[[ SUPPLIED DATA open ]]

PR #3920, opened 2025-05-12
Fix authenticated signer when re-proposing a fast block.

afck:
## Motivation

When re-proposing a validated block from an earlier round there is a validated block certificate, signed by a quorum of validators, attesting the correctness of the outcome and the validity of the oracle responses—_and_ that the `authenticated_signer` is actually the one who originally submitted the block proposal to the validators!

[[ SUPPLIED DATA closed ]]

TASK STATEMENT: The answer is the data above, retyped exactly in full.

WRITTEN RESPONSE:
PR #3920, opened 2025-05-12
Fix authenticated signer when re-proposing a fast block.

afck:
## Motivation

When re-proposing a validated block from an earlier round there is a validated block certificate, signed by a quorum of validators, attesting the correctness of the outcome and the validity of the oracle responses—_and_ that the `authenticated_signer` is actually the one who originally submitted the block proposal to the validators!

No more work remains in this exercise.